▸ **Problem to work on**: Which of the lines below contain the string "would"? Copy each one.

▸ **Data for review**:
PR #7270, opened 2026-03-17
Fix queue slice LHS assignment being silently discarded

YilouWang:
## Summary

This patch fixes queue slice assignment on LHS (`q[a:b] = rhs`) which was
silently discarded at runtime. The slice was lowered to `VlQueue::slice()`
which returns a temporary copy, so the assignment wrote to the copy and the
original queue was never modified.

## Reproducer

```systemverilog
module t;
  initial begin
    int q[$] = '{10, 20, 30, 40, 50};
    q[1:3] = '{99, 88, 77};
    // Expected: q = '{10, 99, 88, 77, 50}
    // Actual:   q = '{10, 20, 30, 40, 50} (unchanged)
    if (q[1] != 99) $stop;
    $finish;
  end
endmodule
```

On master:
```
%Error: t.v:7: Verilog $stop
```
(Compiles without error but assignment is silently discarded -- `q[1]` remains `20`)

## Changes

- Added `VlQueue::sliceAssign(lsb, msb, src)` and back-index variants
  to `include/verilated_types.h` -- assigns `src` elements to `q[lsb:msb]`
  in place with bounds clamping
- Added `DYN_SLICE_ASSIGN`, `DYN_SLICE_ASSIGN_FRONT_BACK`,
  `DYN_SLICE_ASSIGN_BACK_BACK` enum values in `src/V3AstAttr.h`
- In `visit(AstNodeAssign*)` (`src/V3Width.cpp`), detect LHS `CMethodHard`
  slice calls and rewrite `Assign(q.slice(a,b), rhs)` to
  `q.sliceAssign(a, b, rhs)`

## Test

- Added `test_regress/t/t_queue_slice_assign.{v,py}` -- middle, start,
  end, and single-element slice assignments with value and size checks

---

Reviewed by YilouWang.

### DIFF
--- a/include/verilated_types.h
+++ b/include/verilated_types.h
@@ -641,12 +641,14 @@ public:
     // Assign src elements to q[lsb:msb]
     void sliceAssign(int32_t lsb, int32_t msb, const VlQueue& src) {
         const int32_t sz = static_cast<int32_t>(m_deque.size());
+        const int32_t srcSz = static_cast<int32_t>(src.m_deque.size());
+        if (VL_UNLIKELY(sz <= 0 || srcSz <= 0)) return;
         if (VL_UNLIKELY(lsb < 0)) lsb = 0;
         if (VL_UNLIKELY(lsb >= sz)) lsb = sz - 1;
         if (VL_UNLIKELY(msb >= sz)) msb = sz - 1;
-        int32_t si = 0;
-        const int32_t srcSz = static_cast<int32_t>(src.m_deque.size());
-        for (int32_t i = lsb; i <= msb && si < srcSz; ++i, ++si) m_deque[i] = src.m_deque[si];
+        const int32_t count = std::min(msb - lsb + 1, srcSz);
+        if (VL_UNLIKELY(count <= 0)) return;
+        std::copy_n(src.m_deque.begin(), count, m_deque.begin() + lsb);
     }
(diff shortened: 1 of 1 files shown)


include/verilated_types.h
```diff
@@ -638,6 +638,22 @@ class VlQueue final {
...
     }
+    // Assign src elements to q[lsb:msb]
+    void sliceAssign(int32_t lsb, int32_t msb, const VlQueue& src) {
+        const int32_t sz = static_cast<int32_t>(m_deque.size());
+        if (VL_UNLIKELY(lsb < 0)) lsb = 0;
+        if (VL_UNLIKELY(lsb >= sz)) lsb = sz - 1;
+        if (VL_UNLIKELY(msb >= sz)) msb = sz - 1;
+        int32_t si = 0;
+        const int32_t srcSz = static_cast<int32_t>(src.m_deque.size());
+        for (int32_t i = lsb; i <= msb && si < srcSz; ++i, ++si) m_deque[i] = src.m_deque[si];
```
wsnyder: Is there a std::move that can do this instead?  Might be faster depending how STL does it.

YilouWang: `std::move` doesn't really apply here since the source is a `const&` and we don't want to move-from the RHS queue. I can switch this to `std::copy_n` instead, which is clearer and may let the STL optimize it better. I'll also add a small early-return for empty/degenerate cases while I'm there.

PR #7193, opened 2026-03-04
Four-state logic

igorosky:
# Fourstate logic PoC

This is a draft PR with PoC of fourstate logic implementation. It still requires some work and adjustments because some things are not supported yet or made in a naive approach.

## Things todo
 - change `FourStateWrapper` from `typename` templated to `size_t` templated - easier `>=64` width implementation
```c++
template <size_t N>
struct FourStateLogicWrapper {
  uint32_t value[N];
  uint32_t xz[N];
};
```
   obviously with some specializations for smaller widths
 - Implement missing operations
 - Support of wide logic types (wider than 64bits)
 - Better printing - not duplicating an expression, also support binary and hex formatting
 - Implementation of different waveforms (other than `.vcd`)
 - Optimization adjustments - code was tested with `-O0`
 - Fixing of regression tests - many of them are failing due to lack of an implementation of a waveform for different formats
 - Removal of FIXMEs and workarounds

PR #7279, opened 2026-03-18
Introduction of `--fourstate` flag

igorosky:
This is a pre-pull for: https://github.com/verilator/verilator/pull/7193 which introduces a new `--fourstate` and `--no-fourstate` flag to `Verilator`.

### DIFF
--- a/test_regress/t/t_fourstate_fourstate_unsup.py
+++ b/test_regress/t/t_fourstate_fourstate_unsup.py
@@ -11,8 +11,6 @@ import vltest_bootstrap
 
 test.scenarios('simulator')
 
-test.lint(verilator_flags2=['--fourstate'],
-          fails=True,
-          expect_filename=test.golden_filename)
+test.lint(verilator_flags2=['--fourstate'], fails=True, expect_filename=test.golden_filename)
 
 test.passes()


src/V3Error.h
```diff
@@ -107,6 +107,7 @@ class V3ErrorCode final {
         ENUMVALUE,      // Error: enum type needs explicit cast
         EOFNEWLINE,     // End-of-file missing newline
         FUNCTIMECTL,    // Functions cannot have timing/delay/wait
+        FUTUREFOURSTATE,// Four state logic is not yet implemented and some behaviors may change
```
wsnyder: Just FUTURE so we can use it for other things later please.

src/V3Options.cpp
```diff
@@ -1056,6 +1056,10 @@ void V3Options::notify() VL_MT_DISABLED {
                       "--main not usable with SystemC. Suggest see examples for sc_main().");
     }
 
+    if (fourstate()) {
+        cmdfl->v3warn(FUTUREFOURSTATE, "--fourstate is not supported and has no effect yet");
+    }
```
wsnyder: So don't need to reword soon.

```suggestion
        cmdfl->v3warn(FUTURE, "--fourstate is not supported as is under development");
    }
```

test_regress/t/t_dist_docs_warnings.py
```diff
@@ -15,6 +15,7 @@
     'Internal',
     'Unsupported',
     'DIDNOTCONVERGE',  # Runtime
+    'FUTUREFOURSTATE',  # Not supported yet
```
wsnyder: Document FUTURE as e.g. "A warning that a feature is under development and not yet supported."

PR #7280, opened 2026-03-18
Allow ignoring too long $display-like argument errors

jmichalski-ant:
This PR adds support for suppressing errors caused by too long arguments passed to $display-like functions, to allow building designs with such long arguments. In order to do that the raised error was changed to the warning specific to this situation (`DISPLAYWIDE`), that can be then suppressed with `-Wno-DISPLAYWIDE`. When this warning is suppressed too long arguments are truncated.
This PR also disables this warning when `--lint-only` is used to allow successful linting of designs with long arguments.

### DIFF
--- a/include/verilated_vpi.cpp
+++ b/include/verilated_vpi.cpp
@@ -3081,23 +3081,19 @@ void vl_vpi_get_value(const VerilatedVpioVarBase* vop, p_vpi_value valuep) {
     if (valuep->format == vpiVectorVal) {
         // Vector pointer must come from our memory pool
         // It only needs to persist until the next vpi_get_value
-        static thread_local t_vpi_vecval t_out[VL_VALUE_STRING_MAX_WORDS * 2];
-        valuep->value.vector = t_out;
+        static thread_local std::vector<t_vpi_vecval> t_out;
         if (varp->vltype() == VLVT_WDATA) {
             const int words = VL_WORDS_I(varBits);
-            if (VL_UNCOVERABLE(words >= VL_VALUE_STRING_MAX_WORDS)) {
-                VL_VPI_ERROR_(
-                    __FILE__, __LINE__,
-                    "vpi_get_value with more than VL_VALUE_STRING_MAX_WORDS; increase and "
-                    "recompile");
-                return;
-            }
+            t_out.resize(words);
+            valuep->value.vector = t_out.data();
             for (int i = 0; i < words; ++i) {
                 t_out[i].aval = get_word(vop, 32, i * 32);
                 t_out[i].bval = 0;
             }
             return;
         } else if (varp->vltype() == VLVT_UINT64 && varBits > 32) {
+            t_out.resize(2);
+            valuep->value.vector = t_out.data();
             const QData data = get_word(vop, 64, 0);
             t_out[1].aval = static_cast<IData>(data >> 32ULL);
             t_out[1].bval = 0;
@@ -3105,6 +3101,8 @@ void vl_vpi_get_value(const VerilatedVpioVarBase* vop, p_vpi_value valuep) {
             t_out[0].bval = 0;
             return;
         } else {
+            t_out.resize(1);
+            valuep->value.vector = t_out.data();
             t_out[0].aval = get_word(vop, 32, 0);
             t_out[0].bval = 0;
             return;
@@ -3737,7 +3735,7 @@ void vl_get_value_array(vpiHandle object, p_vpi_arrayvalue arrayvalue_p, const P
 
     const VerilatedVar* const varp = vop->varp();
 
-    static thread_local EData t_out_data[VL_VALUE_STRING_MAX_WORDS * 2];
+    static thread_local std::vector<EData> t_out_data;
 
     const unsigned size = vop->size();
     if (VL_UNCOVERABLE(num > size)) {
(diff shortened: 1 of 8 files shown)


wsnyder:
Thanks, but how about instead dynamically expanding the display structure to remove the restriction?

jmichalski-ant:
Removing length limitation might be tricky and would require much more work. At least `_vl_vsformat()` would have to be adjusted to not use constant sized buffers. This function is hundreds of lines long and has dozens of cases, so such change would require some non-insignificant modifications to it and would be prone to introducing bugs

wsnyder:
I prefer we do the right thing for the users.  Ignoring the checks, there's 11 lines of code, really only 4 patterns.

```
include/verilated_vpi.cpp:2953:        static thread_local t_vpi_vecval t_out[VL_VALUE_STRING_MAX_WORDS * 2];

include/verilated_vpi.cpp:3609:    static thread_local EData t_out_data[VL_VALUE_STRING_MAX_WORDS * 2];

include/verilated.cpp:967:    static thread_local char t_tmp[VL_VALUE_STRING_MAX_WIDTH];
include/verilated.cpp:1445:    static thread_local char t_tmp[VL_VALUE_STRING_MAX_WIDTH];
include/verilated.cpp:2234:    static thread_local char t_outstr[VL_VALUE_STRING_MAX_WIDTH];
include/verilated.cpp:3057:    static thread_local char t_outstr[VL_VALUE_STRING_MAX_WIDTH];

include/verilated.cpp:809:    VlWide<VL_VALUE_STRING_MAX_WIDTH / 4 + 2> bcd;
include/verilated.cpp:811:    VlWide<VL_VALUE_STRING_MAX_WIDTH / 4 + 2> tmp;
include/verilated.cpp:812:    VlWide<VL_VALUE_STRING_MAX_WIDTH / 4 + 2> tmp2;
include/verilated.cpp:1064:            VlWide<VL_VALUE_STRING_MAX_WIDTH / 4 + 2> strwide;
include/verilated.cpp:1173:                            VlWide<VL_VALUE_STRING_MAX_WIDTH / 4 + 2> neg;
```

Fortunately none of the data of the first three needs to persist past the next call to the function.

First one becomes static thread_local vector<t_vpi_vecval> and call capacity() to grow when needed.

Second one can be static thread_local vector<EData> and call capacity() to grow.

Third one can be a static thread_local std::string and call capacity() to grow.

Final one is a true temporary, so can likewise use a vector of EData.

Then all the Verilation time checks can be deleted, and all the verilator runtime checks should be come VL_DEBUG_IF(asserts).

include/verilated.cpp
```diff
@@ -314,6 +311,14 @@ void VL_PRINTF_MT(const char* formatp, ...) VL_MT_SAFE {
     }});
 }
 
+template <typename... snprintf_args>
+static size_t _vl_snprintf_string(std::string& str, const char* format, snprintf_args... args) {
+    size_t req_size = VL_SNPRINTF(nullptr, 0, format, args...);
+    str.resize(req_size);
+    VL_SNPRINTF(&str[0], req_size + 1, format, args...);
```
wsnyder: Might as well first try the format with say a 128 byte string, then VL_UNLIKELY it being > 127 chars and needing the second try with the larger string.  Also add a +1 to the resize, I realize it's ok given the null doesn't count but would rather not think about it ;)

include/verilated.cpp
```diff
@@ -806,10 +811,10 @@ double VL_ISTOR_D_W(int lbits, const WDataInP lwp) VL_MT_SAFE {
 std::string VL_DECIMAL_NW(int width, const WDataInP lwp) VL_MT_SAFE {
     const int maxdecwidth = (width + 3) * 4 / 3;
     // Or (maxdecwidth+7)/8], but can't have more than 4 BCD bits per word
-    VlWide<VL_VALUE_STRING_MAX_WIDTH / 4 + 2> bcd;
-    VL_ZERO_W(maxdecwidth, bcd);
-    VlWide<VL_VALUE_STRING_MAX_WIDTH / 4 + 2> tmp;
-    VlWide<VL_VALUE_STRING_MAX_WIDTH / 4 + 2> tmp2;
+    std::vector<EData> bcd(VL_WORDS_I(maxdecwidth));
```
wsnyder, line 822: Not C++ standard to dynamically take a size on stack, need to use a resizable container you call resize on.

include/verilated.cpp
```diff
@@ -1569,50 +1580,58 @@ IData _vl_vsscanf(FILE* fp,  // If a fscanf
...
                     break;
                 }
                 case 'b': {
                     _vl_vsss_skipspace(fp, floc, fromp, fstr);
-                    _vl_vsss_read_str(fp, floc, fromp, fstr, t_tmp, "01xXzZ?_");
+                    _vl_vsss_read_str(fp, floc, fromp, fstr,
+                                      std::back_insert_iterator<std::string>{t_tmp}, "01xXzZ?_");
                     if (!t_tmp[0]) goto done;
-                    _vl_vsss_based(owp, obits, 1, t_tmp, 0, std::strlen(t_tmp));
+                    _vl_vsss_based(owp, obits, 1, t_tmp.c_str(), 0, t_tmp.size());
```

▸ **Solved problem**:
Removing length limitation might be tricky and would require much more work. At least `_vl_vsformat()` would have to be adjusted to not use constant sized buffers. This function is hundreds of lines long and has dozens of cases, so such change would require some non-insignificant modifications to it and would be prone to introducing bugs
wsnyder: Might as well first try the format with say a 128 byte string, then VL_UNLIKELY it being > 127 chars and needing the second try with the larger string.  Also add a +1 to the resize, I realize it's ok given the null doesn't count but would rather not think about it ;)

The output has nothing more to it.